■ Exercise requirements
Once you reach the line containing "PR #136, opened 2025-03-24" in the data below, restate each line word for word up to and including the one containing "work as intended".

---------- Dataset entries

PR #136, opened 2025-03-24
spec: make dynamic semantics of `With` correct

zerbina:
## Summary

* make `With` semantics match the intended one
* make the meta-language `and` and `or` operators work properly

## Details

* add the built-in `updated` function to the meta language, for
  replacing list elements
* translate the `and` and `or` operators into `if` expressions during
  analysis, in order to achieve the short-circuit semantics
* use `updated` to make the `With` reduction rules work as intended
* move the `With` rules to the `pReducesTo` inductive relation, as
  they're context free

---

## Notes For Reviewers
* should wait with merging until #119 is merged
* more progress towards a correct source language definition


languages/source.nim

--------------------
---------- Dataset entries

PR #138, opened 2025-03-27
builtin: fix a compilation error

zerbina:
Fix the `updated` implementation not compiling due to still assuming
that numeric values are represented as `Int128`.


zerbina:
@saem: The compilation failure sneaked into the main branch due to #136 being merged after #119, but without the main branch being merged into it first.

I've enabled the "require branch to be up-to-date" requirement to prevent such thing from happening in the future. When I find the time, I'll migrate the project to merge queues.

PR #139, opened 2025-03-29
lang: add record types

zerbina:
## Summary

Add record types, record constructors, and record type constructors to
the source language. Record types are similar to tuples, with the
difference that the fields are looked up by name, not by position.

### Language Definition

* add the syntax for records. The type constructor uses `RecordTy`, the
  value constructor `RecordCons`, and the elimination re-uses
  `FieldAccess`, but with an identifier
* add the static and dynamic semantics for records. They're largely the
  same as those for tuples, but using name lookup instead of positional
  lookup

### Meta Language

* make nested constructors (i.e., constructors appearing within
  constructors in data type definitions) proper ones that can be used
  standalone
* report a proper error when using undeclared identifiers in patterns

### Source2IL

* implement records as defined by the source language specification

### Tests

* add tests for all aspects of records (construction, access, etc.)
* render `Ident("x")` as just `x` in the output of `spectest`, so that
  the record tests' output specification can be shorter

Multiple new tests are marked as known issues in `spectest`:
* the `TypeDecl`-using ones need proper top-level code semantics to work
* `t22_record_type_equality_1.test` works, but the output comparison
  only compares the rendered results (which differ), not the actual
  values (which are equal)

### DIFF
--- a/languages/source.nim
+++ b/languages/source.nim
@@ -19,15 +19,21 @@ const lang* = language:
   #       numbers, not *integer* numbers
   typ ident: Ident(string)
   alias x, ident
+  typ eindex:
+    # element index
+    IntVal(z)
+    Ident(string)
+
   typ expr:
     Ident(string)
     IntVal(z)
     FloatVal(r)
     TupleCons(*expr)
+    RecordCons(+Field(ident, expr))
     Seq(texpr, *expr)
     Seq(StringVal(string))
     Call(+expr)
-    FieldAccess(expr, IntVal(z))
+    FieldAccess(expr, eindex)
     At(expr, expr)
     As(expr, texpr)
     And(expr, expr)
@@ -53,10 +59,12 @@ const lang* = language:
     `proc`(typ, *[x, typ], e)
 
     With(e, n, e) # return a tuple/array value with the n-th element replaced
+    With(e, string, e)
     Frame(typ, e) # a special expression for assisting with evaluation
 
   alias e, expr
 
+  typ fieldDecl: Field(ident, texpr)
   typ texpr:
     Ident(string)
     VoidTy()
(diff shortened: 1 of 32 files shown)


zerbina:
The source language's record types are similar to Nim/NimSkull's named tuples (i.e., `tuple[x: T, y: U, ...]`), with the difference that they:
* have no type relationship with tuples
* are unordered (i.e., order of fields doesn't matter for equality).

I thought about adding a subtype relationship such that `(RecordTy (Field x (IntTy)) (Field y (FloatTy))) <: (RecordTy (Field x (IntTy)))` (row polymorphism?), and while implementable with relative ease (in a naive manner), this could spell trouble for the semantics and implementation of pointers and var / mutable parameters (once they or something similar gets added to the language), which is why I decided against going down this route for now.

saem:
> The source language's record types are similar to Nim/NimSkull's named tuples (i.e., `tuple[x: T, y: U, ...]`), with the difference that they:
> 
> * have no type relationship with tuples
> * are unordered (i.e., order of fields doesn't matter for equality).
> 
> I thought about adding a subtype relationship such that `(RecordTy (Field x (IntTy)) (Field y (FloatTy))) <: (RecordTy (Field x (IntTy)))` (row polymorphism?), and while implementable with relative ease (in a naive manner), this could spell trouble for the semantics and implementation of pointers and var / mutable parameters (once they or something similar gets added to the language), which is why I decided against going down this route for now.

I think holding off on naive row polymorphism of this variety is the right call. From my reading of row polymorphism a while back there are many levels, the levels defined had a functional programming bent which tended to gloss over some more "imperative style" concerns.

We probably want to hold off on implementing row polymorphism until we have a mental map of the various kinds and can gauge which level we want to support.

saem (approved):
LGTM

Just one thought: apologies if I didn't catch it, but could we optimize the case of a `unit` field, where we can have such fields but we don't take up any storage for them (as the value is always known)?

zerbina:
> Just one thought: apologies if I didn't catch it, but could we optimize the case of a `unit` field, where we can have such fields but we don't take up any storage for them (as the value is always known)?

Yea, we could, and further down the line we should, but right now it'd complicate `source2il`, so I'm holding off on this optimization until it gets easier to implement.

--------------------

■ Response
PR #136, opened 2025-03-24
spec: make dynamic semantics of `With` correct

zerbina:
## Summary

* make `With` semantics match the intended one
* make the meta-language `and` and `or` operators work properly

## Details

* add the built-in `updated` function to the meta language, for
  replacing list elements
* translate the `and` and `or` operators into `if` expressions during
  analysis, in order to achieve the short-circuit semantics
* use `updated` to make the `With` reduction rules work as intended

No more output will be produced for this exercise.